#### TASK REQUIREMENTS
Copy all entries exactly.

***** DATA SHOWN *****

PR #39, opened 2022-10-11
Traffic Influence API proposal

FabrizioMoggio:
TI API proposal to be merged on the main branch

### DIFF
--- a/api_proposal/APIproposal_Traffic Influence_TIM.md
+++ b/api_proposal/APIproposal_Traffic Influence_TIM.md
@@ -1,0 +1,13 @@
+| **Field** | Description | 
+| ---- | ----- |
+| API name | Traffic Influence |
+| API owner | TIM, TEF |
+| API summary | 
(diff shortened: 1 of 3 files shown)


PrashantGDT:
How this API is different from QoD APIs or Network Slicing APIs in general where user can request for a different session?

Regards
Prashant Goswami

FabrizioMoggio:
> 

QoD, among other features, could be used to ask for a specific latency and this request can lead the Operator Platform  to invoke different network APIs to guarantee that latency. A possible solution, among others, is to invoke the 3GPP Traffic Influence API. The CAMARA TI API is stead a simplification, an abstraction, for the developer to directly and specifically request a special routing and maybe a specific QoS for a specific set of users. QoD and TI are supporting indeed different use cases both related to some quality aspects. 

Network Slicing is a more complex and wider solution that could lead to the deployment of UPFs at the edge as part of a specific slice, this could be an enabler for the CAMARA TI API but there is no overlapping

*****

#### RESULT FOR THIS TASK
PR #39, opened 2022-10-11
Traffic Influence API proposal

FabrizioMoggio:
TI API proposal to be merged on the main branch

### DIFF
--- a/api_proposal/APIproposal_Traffic Influence_TIM.md
+++ b/api_proposal/APIproposal_Traffic Influence_TIM.md
@@ -1,0 +1,13 @@
+| **Field** | Description | 
+| ---- | ----- |
+| API name | Traffic Influence |
+| API owner | TIM, TEF |
+| API summary | 
(diff shortened: 1 of 3 files shown)


PrashantGDT:
How this API is different from QoD APIs or Network Slicing APIs in general where user can request for a different session?

Regards
Prashant Goswami

FabrizioMoggio:
> 

QoD, among other features, could be used to ask for a specific latency and this request can lead the Operator Platform  to invoke different network APIs to guarantee that latency. A possible solution, among others, is to invoke the 3GPP Traffic Influence API. The CAMARA TI API is stead a simplification, an abstraction, for the developer to directly and specifically request a special routing and maybe a specific QoS for a specific set of users. QoD and TI are supporting indeed different use cases both related to some quality aspects. 

Network Slicing is a more complex and wider solution that could lead to the deployment of UPFs at the edge as part of a specific slice, this could be an enabler for the CAMARA TI API but there is no overlapping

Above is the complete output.